Waiting periods and gun deaths
Each year, more than 33,000 gun-related deaths occur in the United States. Waiting period laws have the potential to deter gun violence by delaying the acquisition of a firearm. Michael Luca et al. (pp. 12162–12165) compared the changes in the number of firearm-related deaths in states that enacted handgun waiting periods to the changes in the number of firearm-related deaths in states without waiting period laws from 1970 to 2014; 44 states including Washington, DC, had waiting periods at some point during this period. The authors find that waiting periods were associated with approximately 36 fewer gun homicides per year in a state with an average number of gun deaths. Waiting periods also were associated with 22–35 fewer gun suicides per year in a state with an average number of gun deaths. Furthermore, the authors conducted a supplemental analysis of the period from 1990 to 1998, during which a federal law—the Brady Act—required 19 states to adopt new handgun waiting periods. The authors found that waiting periods enacted during this time were associated with approximately 39 fewer gun homicides and approximately 17 fewer gun suicides per year for a state with an average number of gun deaths. The authors suggest that the 17 states, including Washington, DC, that had waiting periods as of 2014, likely avoid approximately 750 gun homicides per year with waiting period laws, and that passing waiting period laws in the remaining states might prevent more than 900 additional US gun homicides per year. — L.C.
Hippocampus and movement-related brain activity
In the rodent hippocampus, electrical activity during motion is dominated by 6–10-Hz theta frequency oscillations, the amplitude of which encodes movement-related information.

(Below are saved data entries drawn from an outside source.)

Issue #140, opened 2020-07-04
Implement typography/font styles


rebeccakarasiktw:
## 📋 Summary
There was a mis-translation between designs in Figma and development. We want to make sure all H1, H2, etc is consistent across the app, and takes into account responsive sizes as well. 

## 💻 Implementation Details
Implement the styles according to Figma: https://www.figma.com/file/uCveVQQnYcw3MsenD1PNcG/P4P-2.0?node-id=175%3A1984
Update headers across the pages that have already been published to ensure they are using the correct font styles.

## 🧐 Why tho
Want to make sure we create a consistent user experience of course! And also to make us faster using consistent styles.

katelovescode:
@jontrainor this ticket should go on hold, it's blocked behind some new design work.  Rebecca is going to rethink the font sizes in `rem` instead of explicit pixel sizes.

Jess-White:
Hi - This seems like a great way to familiarize myself with the codebase - can I jump on it? I know it's hacktoberfest-tagged; I can look for other options. Thanks!

jontrainor:
Yes! I was waiting for Rebecca to have some time to chat about it because
there was "large" and "small" typography sets and Ant just wants all font
sizes relative to the base font size. I would touch base with her but go
for it! I've had a busy month and haven't followed up on it.

Jess-White:
Okay, I'm on the case!

rebeccakarasiktw:
Hello!! I'm very sorry I totally missed this message. @Jess-White let me know how I can help!

rebeccakarasiktw:
Hi @cjhaddad I noticed a few small fonts that should be updated, I've added them as screenshots here, lmk if you have any questions!
![Group 255](https://user-images.githubusercontent.com/26929739/108082096-b3662b00-703f-11eb-98b6-d972e0d9c327.png)
![Frame 81](https://user-images.githubusercontent.com/26929739/108082102-b4975800-703f-11eb-8ee4-64ea4f85151e.png)
![Frame 80](https://user-images.githubusercontent.com/26929739/108082104-b52fee80-703f-11eb-897f-d087d50a420c.png)

rebeccakarasiktw:
Hi @cjhaddad I took a look and it all looks good! Thanks!

PR #815, opened 2021-01-15
Task/140/implement typography font styles

Jess-White:

#140 
- customize tailwind.config.js file to reflect values in figma typography spreadsheet
- create classes in tailwind.css file to include those values, also using figma typography spreadsheet
- add classes inline to components using mockups for each component in figma (<----partly completed)

## 🍂 Before You Submit

* [ ] Did you write tests?

## 🛷 Deployment

* [ ] Data Migrations
* [ ] Schema Migrations
* [ ] Dependencies

## 🕯 Caveats, concerns

- did not finish adding inline styles to components


katelovescode (changes requested):
Looks like we accidentally committed a `.DS_Store` file and some older files that are unrelated to this PR, can we rebase and remove the `.DS_Store`?  Probably need to do a `bfg` clean so it doesn't get recommitted: https://rtyley.github.io/bfg-repo-cleaner/

We should remove db/structure.sql from this commit, and the yarn.lock might be different after a rebase.

The only other note is that it doesn't look like there are changes here for the actual font-face, and I think I implemented the font-face wrong in the first place.  On the typography ramp in Figma, there are different font-faces, not just different weights, can we do an audit of that?  If nothing needs to be changed, just a comment and a 👍🏼  from Rebecca would be great - I'm like 99% positive I messed it up when I did it in the summer, so I just want to make sure a person who is not me and understands type looks at it :D

katelovescode (approved):
Tested locally, inspected the H3 on the Login page and it's Proxima Nova Alt 🎉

To examine whether theta oscillations play a similar role in the human brain, Daniel Bush et al. (pp. 12297–12302) analyzed intracranial recordings from the temporal lobes of 13 presurgical epilepsy patients who were asked to navigate a computerized virtual environment. Focusing on signals related to movement initiation, the authors isolated a key cross-species parallel in neural activity: peaks in theta power in the hippocampus and lateral temporal lobe occurred around the time movement began after a stationary period. In addition, the analysis revealed that theta power in the human hippocampus reflects the distance to be travelled and remains relatively high across all periods of movement in a virtual environment. The findings suggest that insights into movement-related theta frequency activity in rodents can be applied to the human brain, expanding the growing body of work aimed at understanding how humans navigate their environment, according to the authors. — T.J.